#### What the exercise asks
Each line of the records below that includes "tempDirs" adds one to the count; state the final count by itself.

#### Input data
----

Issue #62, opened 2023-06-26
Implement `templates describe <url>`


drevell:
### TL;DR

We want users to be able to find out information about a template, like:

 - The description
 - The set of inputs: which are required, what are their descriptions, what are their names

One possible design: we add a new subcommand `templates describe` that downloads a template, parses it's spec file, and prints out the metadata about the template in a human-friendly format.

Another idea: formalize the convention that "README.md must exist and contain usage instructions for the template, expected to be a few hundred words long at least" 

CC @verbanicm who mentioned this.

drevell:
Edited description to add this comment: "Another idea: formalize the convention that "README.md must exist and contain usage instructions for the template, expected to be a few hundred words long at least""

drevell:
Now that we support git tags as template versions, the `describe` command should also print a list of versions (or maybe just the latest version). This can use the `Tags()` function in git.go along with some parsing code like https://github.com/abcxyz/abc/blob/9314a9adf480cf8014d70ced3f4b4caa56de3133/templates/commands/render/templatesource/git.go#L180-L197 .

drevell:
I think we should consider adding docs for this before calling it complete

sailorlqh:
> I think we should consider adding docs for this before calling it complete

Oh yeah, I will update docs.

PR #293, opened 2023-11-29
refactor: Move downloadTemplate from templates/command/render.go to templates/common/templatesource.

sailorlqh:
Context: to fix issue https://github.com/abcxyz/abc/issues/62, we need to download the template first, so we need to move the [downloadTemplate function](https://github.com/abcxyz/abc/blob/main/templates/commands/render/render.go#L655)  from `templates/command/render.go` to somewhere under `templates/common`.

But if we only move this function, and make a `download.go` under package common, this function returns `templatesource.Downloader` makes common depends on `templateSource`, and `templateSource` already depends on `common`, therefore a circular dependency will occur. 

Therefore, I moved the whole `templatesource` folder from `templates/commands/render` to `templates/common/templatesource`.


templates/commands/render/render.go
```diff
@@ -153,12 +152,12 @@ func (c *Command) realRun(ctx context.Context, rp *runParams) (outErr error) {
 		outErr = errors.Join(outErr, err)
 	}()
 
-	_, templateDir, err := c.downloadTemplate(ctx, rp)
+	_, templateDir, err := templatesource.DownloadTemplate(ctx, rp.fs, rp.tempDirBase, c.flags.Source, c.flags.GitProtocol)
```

----

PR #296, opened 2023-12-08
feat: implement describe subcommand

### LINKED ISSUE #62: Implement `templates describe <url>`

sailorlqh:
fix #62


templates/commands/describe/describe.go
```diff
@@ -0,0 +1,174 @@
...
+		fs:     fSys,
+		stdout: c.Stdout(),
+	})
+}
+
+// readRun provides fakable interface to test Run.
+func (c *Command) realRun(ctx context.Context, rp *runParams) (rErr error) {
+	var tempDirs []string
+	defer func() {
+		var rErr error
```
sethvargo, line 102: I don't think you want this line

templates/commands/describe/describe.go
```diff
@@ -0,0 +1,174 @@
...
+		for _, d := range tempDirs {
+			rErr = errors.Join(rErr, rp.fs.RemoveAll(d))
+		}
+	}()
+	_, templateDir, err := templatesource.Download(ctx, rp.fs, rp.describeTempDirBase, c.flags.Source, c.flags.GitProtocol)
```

----

#### Expected answer
2